Working on rather big sites with dozens of sections I could somtimes hardly remember the formatting preference for all the sections’ textareas. Some used Markdown, some used Markdown Extra, and some had no formatter appended to them.

Additionally, providing online documentation for Markdown has proven to be very useful for authors. On several websites I created custom-tailored documentation pages for Markdown. But where to put the link? I used to put it on the website frontend (for logged-in users only), but to be honest: The backend (e.g. edit pages) is a much better place!

So I created the Markdown Labels extension. It will append text formatter information to Markdown-enabled textareas on edit pages. These “Markdown labels” may be text-only (reminding the author which formatter he may use in a textarea), or even linked text which is rather useful for linking to online docúmentation.

Version 1.0 is hard-coding target="_blank" into links. If anyone hates this, I will add a configuration option for this.

Since I am still at a beginners’ level in PHP, I would be glad to hear critique about the codebase. Any idiotic, over-complicated or dull constructions? Please let me know.

Thanks for this. Even I have trouble remembering markdown syntax. This will make it easier for clients to accept markdown over other text editors.

Markdown is king. There have been many discussions here. But none of those “What-you-mean-is-what-the-f…k-is-happening”-Editors has ever convinced me. Well, WMD (which is used here in this forum) is rather good, but Lewis said that you won’t manage to have more than one instance on a page…

So Markdown is king.

Wow great idea! It would be good if it could have Textile info as well. We always have trouble remembering if a particular text field is formatted using Markdown or Textile so it would be super awesome to have a little textual reminder next to the textarea.

@Henry: It should be possible to have a “Textile Labels” Extension running even in parallel to the Markdown Labels extension. I will think about the transcribing effort. Shouldn’t be too hard. I’ll probably come back tomorrow.

Are you using the Textile Plus formatter by Rowan Lewis?

@Henry: I’ve put something up for you: The Textile Labels Extension. [EDIT]: The link is dead. I have removed this extension from Github - see below.

The only Textile formatter I could find was the Textile Plus formatter. If there are others, please let me know. They will be added.

I do not think there will be any problems running this extension together with the Markdown Labels extension. (Although I do not think is is a good idea to confuse authors by using two different formatting languages on a website. Different story…)

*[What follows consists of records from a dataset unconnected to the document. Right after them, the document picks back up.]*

PR #486, opened 2026-09-02
feat: Streaming - Network

ianmeyer:
[SDKA-86](https://linear.app/amplitude/issue/SDKA-86/delayed-events-http-client): delayed-events HTTP client (`POST /2/httpapi/delayed`).

Stacked on [#485](https://github.com/amplitude/Amplitude-Kotlin/pull/485).

### Describe the solution
Adds an internal HTTP client in `:streaming-analytics-android` for delayed events:
* Host from `serverUrl` when set, otherwise US/EU from `serverZone` (same pattern as session-replay-android)
* `DelayedEventsEndpoint.send` POSTs JSON; 2xx is success, `429` is non-fatal rate-limit, other statuses and connection errors are failure
* DTOs + Metro `DiGraph` wiring for the endpoint

Player observation and heartbeat stay on a follow-up commit.

1. `./gradlew :streaming-analytics-android:test --tests com.amplitude.android.streaming.internal.network.AmplitudeBaseUrlTest --tests com.amplitude.android.streaming.internal.network.DelayedEventsEndpointTest`
2. `./gradlew ktlintCheck apiCheck`

* [SDKA-86](https://linear.app/amplitude/issue/SDKA-86/delayed-events-http-client)
* [#485](https://github.com/amplitude/Amplitude-Kotlin/pull/485)

### Checklist

---

> [!NOTE]
> **Medium Risk**
> New outbound analytics HTTP path and event JSON serialization affect data sent off-device; wiring into playback is still pending, but misconfigured URLs or payloads could drop or mis-route delayed events.
> 
> **Overview**
> Adds an **internal delayed-events HTTP stack** in `:streaming-analytics-android`: **`DelayedEventsBaseUrl`** picks `serverUrl` or US/EU delayed-events hosts and appends path segments; **`DelayedEventsEndpoint.send`** POSTs JSON to **`/delayed`**, mapping **2xx** to success, **429** to rate-limited, and other/transport errors to **`DelayedEventsResult.Failure`**. Request bodies use **`DelayedEventsRequestDto`** (`id`, `timeout`, `events`, optional **`instant_events`**) with events serialized through an updated **`DelayedEvent`** (**`Kind`**, wrap-from-**`BaseEvent`** with deep-copied maps, **`DelayedEventSerializer`** via **`JSONUtil`**).
> 
> Introduces a reusable **`DiGraph`** (singleton/weak lazy deps) and **`StreamingDiGraph`** to expose configuration, IO scope, and weak **`delayedEventsBaseUrl`** / **`delayedEventsEndpoint`**. **`StreamingAnalyticsPlugin.setup`** now **requires `com.amplitude.android.Amplitude`**; tests use mocked Android **`Amplitude`**. Player queuing/heartbeat still stubbed in **`StreamingAnalytics`**—this PR is the network + serialization foundation.
> 
> <sup>Reviewed by [Cursor Bugbot](https://cursor.com/bugbot) for commit d1c0da992a7043eeb981291058f5fad72816d3d2. Bugbot is set up for automated code reviews on this repo. Configure [here](https://www.cursor.com/dashboard/bugbot).</sup>

### DIFF
--- a/streaming-analytics-android/src/main/kotlin/com/amplitude/android/streaming/internal/StreamingDiGraph.kt
+++ b/streaming-analytics-android/src/main/kotlin/com/amplitude/android/streaming/internal/StreamingDiGraph.kt
@@ -1,0 +1,33 @@
+package com.amplitude.android.streaming.internal
+
+import android.content.Context
+import com.amplitude.android.Configuration
+import com.amplitude.core.Amplitude
+import com.amplitude.android.streaming.internal.util.DiGraph
+import com.amplitude.common.Logger
+import kotlinx.coroutines.CoroutineDispatcher
+import kotlinx.coroutines.CoroutineScope
+import kotlinx.coroutines.Dispatchers
+import kotlinx.coroutines.Job
+import kotlinx.coroutines.SupervisorJob
+
+/**
+ * Dependency graph for streaming analytics.
+ *
+ * Dependencies are declared as extension properties on this class in the files that own
+ * their types.
+ */
+internal class StreamingDiGraph(
+    val amplitude: Amplitude,
+) : DiGraph() {
+
+    val configuration: Configuration by lazy { amplitude.configuration as Configuration }
+    val context: Context by lazy { configuration.context.applicationContext }
+    val ioDispatcher: CoroutineDispatcher by lazy { Dispatchers.IO }
+    val logger: Logger by lazy { amplitude.logger }
+    val scope: CoroutineScope by lazy {
+        CoroutineScope(
+            SupervisorJob(amplitude.amplitudeScope.coroutineContext[Job]) + ioDispatcher,
+        )
+    }
+}
--- a/streaming-analytics-android/src/main/kotlin/com/amplitude/android/streaming/internal/network/DelayedEventsBaseUrl.kt
+++ b/streaming-analytics-android/src/main/kotlin/com/amplitude/android/streaming/internal/network/DelayedEventsBaseUrl.kt
@@ -25,13 +25,28 @@ internal class DelayedEventsBaseUrl(
                     ServerZone.EU -> EU_DEFAULT_HOST
                 }
         val uri = URI(base)
-        val basePath = uri.rawPath.orEmpty().trimEnd('/').ifEmpty { "/2/httpapi" }
+        val basePath = uri.rawPath.orEmpty().trimEnd('/')
         val extra =
             extraPathSegments
                 .map { it.trim('/') }
                 .filter { it.isNotEmpty() }
                 .joinToString("/")
         val path = if (extra.isEmpty()) basePath else "$basePath/$extra"
-        return URL(URI(uri.scheme, uri.authority, path, uri.query, uri.fragment).toString())
+        return URL(
+            buildString {
+                append(uri.scheme)
+                append("://")
+                append(uri.rawAuthority)
+                append(path)
+                if (!uri.rawQuery.isNullOrEmpty()) {
+                    append('?')
+                    append(uri.rawQuery)
+                }
+                if (!uri.rawFragment.isNullOrEmpty()) {
+                    append('#')
+                    append(uri.rawFragment)
+                }
+            },
+        )
     }
 }
--- a/streaming-analytics-android/src/main/kotlin/com/amplitude/android/streaming/internal/network/DelayedEventsBaseUrl.kt
+++ b/streaming-analytics-android/src/main/kotlin/com/amplitude/android/streaming/internal/network/DelayedEventsBaseUrl.kt
@@ -3,24 +3,26 @@ package com.amplitude.android.streaming.internal.network
 import com.amplitude.android.streaming.internal.StreamingDiGraph
 import com.amplitude.android.streaming.internal.util.DiGraph.Companion.weak
 import com.amplitude.core.Configuration
-import com.amplitude.core.Constants
 import com.amplitude.core.ServerZone
 import java.net.URI
 import java.net.URL
 
-internal val StreamingDiGraph.amplitudeBaseUrl: AmplitudeBaseUrl by weak {
-    AmplitudeBaseUrl(configuration)
+private const val US_DEFAULT_HOST = "https://delayed-events.prod.us-west-2.amplitude.com/2/httpapi"
+private const val EU_DEFAULT_HOST = "https://delayed-events.prod.eu-central-1.amplitude.com/2/httpapi"
+
+internal val StreamingDiGraph.delayedEventsBaseUrl: DelayedEventsBaseUrl by weak {
+    DelayedEventsBaseUrl(configuration)
 }
 
-internal class AmplitudeBaseUrl(
+internal class DelayedEventsBaseUrl(
     private val configuration: Configuration,
 ) {
     fun url(vararg extraPathSegments: String): URL {
         val base =
             configuration.serverUrl?.takeIf { it.isNotBlank() }
                 ?: when (configuration.serverZone) {
-                    ServerZone.US -> Constants.DEFAULT_API_HOST
-                    ServerZone.EU -> Constants.EU_DEFAULT_API_HOST
+                    ServerZone.US -> US_DEFAULT_HOST
+                    ServerZone.EU -> EU_DEFAULT_HOST
                 }
         val uri = URI(base)
         val basePath = uri.rawPath.orEmpty().trimEnd('/').ifEmpty { "/2/httpapi" }
--- a/streaming-analytics-android/src/main/kotlin/com/amplitude/android/streaming/internal/network/DelayedEventsEndpoint.kt
+++ b/streaming-analytics-android/src/main/kotlin/com/amplitude/android/streaming/internal/network/DelayedEventsEndpoint.kt
@@ -6,6 +6,7 @@ import com.amplitude.common.Logger
 import com.amplitude.core.Configuration
 import kotlinx.coroutines.CoroutineDispatcher
 import kotlinx.coroutines.withContext
+import kotlinx.serialization.SerializationException
 import java.io.IOException
 import java.io.InputStream
 import java.net.HttpURLConnection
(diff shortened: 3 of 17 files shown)


streaming-analytics-android/src/main/kotlin/com/amplitude/android/streaming/internal/StreamingDiGraph.kt
```diff
@@ -0,0 +1,33 @@
...
+ * Dependency graph for streaming analytics.
+ *
+ * Dependencies are declared as extension properties on this class in the files that own
+ * their types.
+ */
+internal class StreamingDiGraph(
+    val amplitude: Amplitude,
+) : DiGraph() {
+
+    val configuration: Configuration by lazy { amplitude.configuration as Configuration }
```
polbins, line 24: Should we restrict this to `com.amplitude.android`? Cast here would fail if we have a `com.amplitude.core` Configuration supplied

streaming-analytics-android/src/main/kotlin/com/amplitude/android/streaming/internal/network/DelayedEventsEndpoint.kt
```diff
@@ -0,0 +1,85 @@
...
+            try {
+                connection.requestMethod = "POST"
+                connection.connectTimeout = CONNECT_TIMEOUT_MILLIS
+                connection.readTimeout = READ_TIMEOUT_MILLIS
+                connection.doInput = true
+                connection.doOutput = true
+                connection.setRequestProperty("Content-Type", "application/json; charset=utf-8")
+                connection.setRequestProperty("Accept", "application/json")
+                connection.outputStream.use {
+                    it.write(request.toJson(configuration.apiKey).toByteArray(Charsets.UTF_8))
```
polbins: Can we remove the `requestBody` outside and catch `SerializationException` as well? As `encodeToString` can throw (and there's also an `OptIn` warning on `DelayedEventsRequestDto`).

streaming-analytics-android/src/main/kotlin/com/amplitude/android/streaming/internal/network/DelayedEventsEndpoint.kt
```diff
@@ -0,0 +1,85 @@
...
+                }
+                val statusCode = connection.responseCode
+                val responseBody = readBody(connection)
```
polbins: Can we read the `statusCode` before reading `responseBody`? It's only used in failure, and if there's something wrong with reading (e.g. read timeout), it can stall and then become an exception/failure.

streaming-analytics-android/src/main/kotlin/com/amplitude/android/streaming/internal/network/DelayedEventsBaseUrl.kt
```diff
@@ -0,0 +1,35 @@
...
+) {
+    fun url(vararg extraPathSegments: String): URL {
+        val base =
+            configuration.serverUrl?.takeIf { it.isNotBlank() }
+                ?: when (configuration.serverZone) {
+                    ServerZone.US -> Constants.DEFAULT_API_HOST
+                    ServerZone.EU -> Constants.EU_DEFAULT_API_HOST
+                }
+        val uri = URI(base)
+        val basePath = uri.rawPath.orEmpty().trimEnd('/').ifEmpty { "/2/httpapi" }
```
polbins: I believe the `serverUrl` is used to replace the batch endpoint and is used as-is. Should we just append `/delayed`, and not `/2/httpapi/delayed`?

streaming-analytics-android/src/main/kotlin/com/amplitude/android/streaming/internal/StreamingDiGraph.kt
```diff
@@ -0,0 +1,33 @@
...
+    val context: Context by lazy { configuration.context.applicationContext }
+    val ioDispatcher: CoroutineDispatcher by lazy { Dispatchers.IO }
```
polbins, line 26: could we use `amplitude.networkIODispatcher` here?

streaming-analytics-android/src/main/kotlin/com/amplitude/android/streaming/internal/StreamingDiGraph.kt
ianmeyer: How could we restrict it?  Even if StreamingAnalytics takes `com.amplitude.android.Amplitude`, there still needs to be a cast here.  The plugin is passing `com.amplitude.core.Amplitude`, so there'd still be a cast to get to  `com.amplitude.android.Amplitude`.

streaming-analytics-android/src/main/kotlin/com/amplitude/android/streaming/internal/network/DelayedEventsBaseUrl.kt
ianmeyer: I'm not sure. This is something where I probably need to circle back when I know the final endpoint location.

streaming-analytics-android/src/main/kotlin/com/amplitude/android/streaming/internal/StreamingDiGraph.kt
ianmeyer: `amplitude.networkIODispatcher` is using a dispatcher to act like a single thread, it's not really using coroutines as intended. I don't think we want to continue to do that for greenfield code.

streaming-analytics-android/src/main/kotlin/com/amplitude/android/streaming/internal/network/DelayedEventsEndpoint.kt
ianmeyer: sure. done.

streaming-analytics-android/src/main/kotlin/com/amplitude/android/streaming/internal/network/DelayedEventsEndpoint.kt
ianmeyer: sure. done.

streaming-analytics-android/src/main/kotlin/com/amplitude/android/streaming/internal/StreamingDiGraph.kt
polbins: I agree that `Plugin.setup` has to keep the core type because of the interface. But since this is an Android-only plugin, maybe we should **fail early** just in case it was misconfigured and then use the Android specific classes moving forward.

something like:
```
override fun setup(amplitude: CoreAmplitude) {
    require(amplitude is AndroidAmplitude) {
        "StreamingAnalyticsPlugin requires com.amplitude.android.Amplitude"
    }
    super.setup(amplitude)
    streamingAnalytics = StreamingAnalytics(amplitude)
}
```

streaming-analytics-android/src/main/kotlin/com/amplitude/android/streaming/internal/network/DelayedEventsBaseUrl.kt
polbins: Gotcha 👍🏽 maybe we can keep this open until this is clear.

ianmeyer: updated

streaming-analytics-android/src/main/kotlin/com/amplitude/android/streaming/internal/StreamingDiGraph.kt
ianmeyer: Yeah, done. We still have to cast internally unless Plugin is made generic.

polbins: Thanks! I can see the early guard now, but I think we should carry the `com.amplitude.android.Amplitude` Android type forward after it. This should remove the need for casting the `Configuration` and such when we implement more Android specific features down the line.

streaming-analytics-android/src/main/kotlin/com/amplitude/android/streaming/internal/network/DelayedEventsBaseUrl.kt
polbins: Could we preserve the raw path and query when rebuilding this URL?  `/a%2Fb?token=x%2Fy` became `/a%252Fb/delayed?token=x/y`

streaming-analytics-android/src/main/kotlin/com/amplitude/android/streaming/internal/network/DelayedEventsBaseUrl.kt
polbins: So the base URLs are updated, but then the usage of custom `serverUrl` is still going to append `/2/httpapi`.

ianmeyer: Okay. I think the requirements are just not really clear: https://amplitude.atlassian.net/wiki/spaces/Middleware/pages/3775988254/Delayed+Events+Endpoint+aka+heartbeat+service#Endpoints

streaming-analytics-android/src/main/kotlin/com/amplitude/android/streaming/internal/StreamingDiGraph.kt
ianmeyer: `com.amplitude.android.Android.configuration` is type `com.amplitude.core.Android.configuration`, so a cast cannot be avoided here.

streaming-analytics-android/src/main/kotlin/com/amplitude/android/streaming/internal/network/DelayedEventsBaseUrl.kt
ianmeyer: updated, with a test

streaming-analytics-android/src/main/kotlin/com/amplitude/android/streaming/internal/StreamingDiGraph.kt
polbins: Oh no.. But at least the StreamingAnalytics is on Android now 👍🏽

polbins (approved):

I hope you like the extension!

Henry’s impact made me think about the solution(s) provided by these extensions. The result is: They are not “Symphonese”. Hardcoding any logic of existing and/or combined textformatters (like I did in the Markdown Labels Extension) is not future-proof. Having several extensions for several formatters is a bad idea. If you are using “combined” formatters like “Markdown Extra plus Smarty Pants”, it will not be of great help for the author to have several links in a row. The author would appreciate finding a single link to a custom page explaining this special formatter combination.

So I did a complete rewrite, including the following features:

  • auto-detection of available Text Formatters (that’s cool, isn’t it?)
  • a single auto-generated Textformatter Label per Textarea

This rewrite greatly simplified the code as well. It is therefore considered the successor of “Markdown Labels” and “Textile Labels”, which both have been removed from the Download Area and from Github.

I will upload the all-new Textformatter Labels extension on Github in a few hours. I hope you will like it.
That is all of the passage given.